Purpose: Modern medicine is rapidly developing medications that provide instant relief from symptoms, but the hazards of beta agonists, toxicity of xanthenes and complications of corticosteroids prompt the search for alternative modalities in the management of bronchial asthma. The present work evaluates easily available, inexpensive and non-controversial herbal drugs as well as Pranayama in the management of bronchial asthma. Method: For this clinical study 60 patients have been divided into 3 groups. 1st Group was treated with trial drug and 2nd Group with standard drug. The 3rd Group was treated with trial drug and Pranayama. All the groups have equal number of patients -i.e. 20 each.The short-listed patients were diagnosed on the basis of a detailed questionnaire including the history, clinical examination as well as laboratory investigations. The diagnosis was further confirmed using spirometer. Diagnosis has been made according to bronchial reversibility test i.e. 15% increase in FEV1 after 15 minutes of two puffs of a adrenergic agonist. Subjective as well as objective parameters were adopted for assessing the response of trial drugs graded in to 0, 1, 2, and 3. Patients were advised to practice the anulom vilom pranayama BD, 10m. Result: Results were discussed on basis of % improvement, standard deviation, p value, p value for eg.

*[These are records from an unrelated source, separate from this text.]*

PR #470, opened 2019-08-22
[#166734445] remove controllers from static container

BurnedMarshal:


digitalcitizenship:
<table>
  <thead>
    <tr>
      <th width="50"></th>
    </tr>
  </thead>
  <tbody><tr>
      <td>:warning:</td>
      <td>

  </td>
    </tr>
  </tbody>
</table>



## Affected stories

  * 🌟 [#166734445](https://www.pivotaltracker.com/story/show/166734445): Rimuovere awilix dal codice

<p align="right">
</p>

src/app.ts
```diff
@@ -57,13 +57,16 @@ import checkIP from "./utils/middleware/checkIP";
...
 
+import NotificationService from "./services/notificationService";
 import { User } from "./types/user";
 import { toExpressHandler } from "./utils/express";
 
 const defaultModule = {
   loadSpidStrategy,
   newApp,
   registerLoginRoute,
+  // tslint:disable-next-line: object-literal-sort-keys
```
cloudify: can't we sort the keys instead?

src/app.ts
```diff
@@ -320,8 +325,8 @@ function registerPagoPARoutes(
 ): void {
   const bearerTokenAuth = passport.authenticate("bearer", { session: false });
 
-  const pagopaController: PagoPAController = container.resolve(
-    PAGOPA_CONTROLLER
+  const pagopaController: PagoPAController = new PagoPAController(
+    PROFILE_SERVICE
```
cloudify: `PROFILE_SERVICE` should be passed as parameter to `registerPagoPARoutes`, you don't want to have global variables

src/app.ts
```diff
@@ -341,32 +346,32 @@ function registerAPIRoutes(
   const bearerTokenAuth = passport.authenticate("bearer", { session: false });
   const urlTokenAuth = passport.authenticate("authtoken", { session: false });
 
-  const profileController: ProfileController = container.resolve(
-    PROFILE_CONTROLLER
+  const profileController: ProfileController = new ProfileController(
+    PROFILE_SERVICE
```
cloudify: same here

src/app.ts
```diff
@@ -341,32 +346,32 @@ function registerAPIRoutes(
...
   );
 
-  const messagesController: MessagesController = container.resolve(
-    MESSAGES_CONTROLLER
+  const messagesController: MessagesController = new MessagesController(
+    MESSAGES_SERVICE
```
cloudify: same here, and below

src/app.ts
BurnedMarshal: fixed in acedf9a

src/app.ts
BurnedMarshal: fixed in acedf9a

src/app.ts
BurnedMarshal: fixed in acedf9a

src/app.ts
BurnedMarshal: fixed in acedf9a

src/app.ts
```diff
@@ -267,13 +302,15 @@ async function clearAndReloadSpidStrategy(
   let newSpidStrategy: SpidStrategy | undefined;
   try {
     // Inject a new SPID Strategy generate function inside the container
-    container.register(SPID_STRATEGY, defaultModule.loadSpidStrategy());
-    newSpidStrategy = await container.resolve(SPID_STRATEGY);
+    // tslint:disable-next-line: no-object-mutation
+    defaultModule.SPID_STRATEGY = defaultModule.loadSpidStrategy();
```
cloudify: can we have `defaultModule.SPID_STRATEGY` be the result of the promise? i.e.

```suggestion
    defaultModule.SPID_STRATEGY = await defaultModule.loadSpidStrategy();
```

src/app.ts
```diff
@@ -45,22 +39,37 @@ import {
...
 
+import MessagesService from "./services/messagesService";
+import PagoPAProxyService from "./services/pagoPAProxyService";
+import ProfileService from "./services/profileService";
+import RedisSessionStorage from "./services/redisSessionStorage";
+import RedisUserMetadataStorage from "./services/redisUserMetadataStorage";
+import TokenService from "./services/tokenService";
+
 const defaultModule = {
+  SPID_STRATEGY: generateSpidStrategy(),
```
cloudify: why all caps? as far as I understand this should be probably named `currentSpidStrategy` ?

src/app.ts
```diff
@@ -487,11 +532,22 @@ function registerAPIRoutes(
...
+  getRedirectionUrl: (token: string) => UrlFromString
+): void {
   const bearerTokenAuth = passport.authenticate("bearer", { session: false });
 
-  const acsController: AuthenticationController = container.resolve(
-    AUTHORIZATION_CONTROLLER
+  const acsController: AuthenticationController = new AuthenticationController(
+    sessionStorage,
+    samlCert,
+    defaultModule.SPID_STRATEGY,
```
cloudify: this should be passed as parameter, not retrieved from a global var

src/container.ts
```diff
@@ -85,8 +74,8 @@ const samlCert = () => {
     "SAML certificate"
   );
 };
-export const SAML_CERT = "samlCert";
-const SAML_CERT_VALUE = samlCert();
```
cloudify: let's minimize the changes, for now keep the var names as before, keep the `_VALUE` suffix

src/server.ts
```diff
@@ -38,7 +38,7 @@ newApp(
     // Kubernetes so the proxy has to run on HTTPS to behave correctly.
     if (env === NodeEnvironmentEnum.DEVELOPMENT) {
       const samlKey = container.resolve(SAML_KEY);
-      const samlCert = container.resolve(SAML_CERT);
+      const samlCert = SAML_CERT;
```
cloudify: looks like this alias is not needed, you can use `SAML_CERT` in the next line

src/container.ts
BurnedMarshal: The `_VALUE` version of the variables was used only inside the container. Now that the variables are exported, in order to minimize the lines changes across all files, I think that it is better to rename them.

src/app.ts
BurnedMarshal: I think that is possible, but is needed a refactoring of app, AuthController and tests. If you want I can make the refactory inside this PR

src/app.ts
BurnedMarshal: fixed in 5650e7f

src/app.ts
BurnedMarshal: fixed in 5650e7f

src/server.ts
BurnedMarshal: fixed in 5650e7f

src/app.ts
```diff
@@ -267,13 +303,15 @@ async function clearAndReloadSpidStrategy(
   let newSpidStrategy: SpidStrategy | undefined;
   try {
     // Inject a new SPID Strategy generate function inside the container
-    container.register(SPID_STRATEGY, defaultModule.loadSpidStrategy());
-    newSpidStrategy = await container.resolve(SPID_STRATEGY);
+    // tslint:disable-next-line: no-object-mutation
+    defaultModule.currentSpidStrategy = defaultModule.loadSpidStrategy();
```
cloudify: can we have `currentSpidStrategy` to be the result of the promise? is it feasible? i.e.:

```suggestion
    defaultModule.currentSpidStrategy = await defaultModule.loadSpidStrategy();
```

src/app.ts
BurnedMarshal: fixed in 7aebb53

src/app.ts
```diff
@@ -514,6 +573,7 @@ function registerAuthenticationRoutes(app: Express, basePath: string): void {
     toExpressHandler(acsController.slo, acsController)
   );
 
+  // TODO: This route need to be reloaded after clearAndReloadSpidStrategy?
```
BurnedMarshal: @cloudify maybe can be an issue with `/metadata` API call. When the `SpidStrategy` object is regenerated, if changes are present in it, currently the `/metadata` API call i think that it will returns not updated information. is my hypothesis real?

src/app.ts
```diff
@@ -45,23 +39,40 @@ import {
...
 
+import MessagesService from "./services/messagesService";
+import PagoPAProxyService from "./services/pagoPAProxyService";
+import ProfileService from "./services/profileService";
+import RedisSessionStorage from "./services/redisSessionStorage";
+import RedisUserMetadataStorage from "./services/redisUserMetadataStorage";
+import TokenService from "./services/tokenService";
+
+// tslint:disable-next-line: no-let prefer-const
+let currentSpidStrategy: SpidStrategy | undefined;
```
cloudify: why you need this? it seems like the code modifies/accesses only `defaultModule.currentSpidStrategy`

src/app.ts
cloudify: good point, afaik changes in `SpidStrategy` will only be related to IdPs, this service `/metadata` shouldn't change at all - isn't `SpidStrategy` only relevant for passport authentication?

N BT, AT, % imp, S.D., t, p, result, - Group III, 18, 2.05, 1.33, 35.12, 0.46, 6.65< 0.001 HS Conclusion: Group I & III shows significant improvement in clinical symptoms whereas Group III patients also showed marked improvement in PULMONARY FUNCTION TESTS (FEV1, FVC, PEFR). It was observed that anulom vilom pranayama has a definite additive effect with standard drug therapy in the treatment of Tamak swasa (bronchial asthma) as shown by the subjective and objective assessment.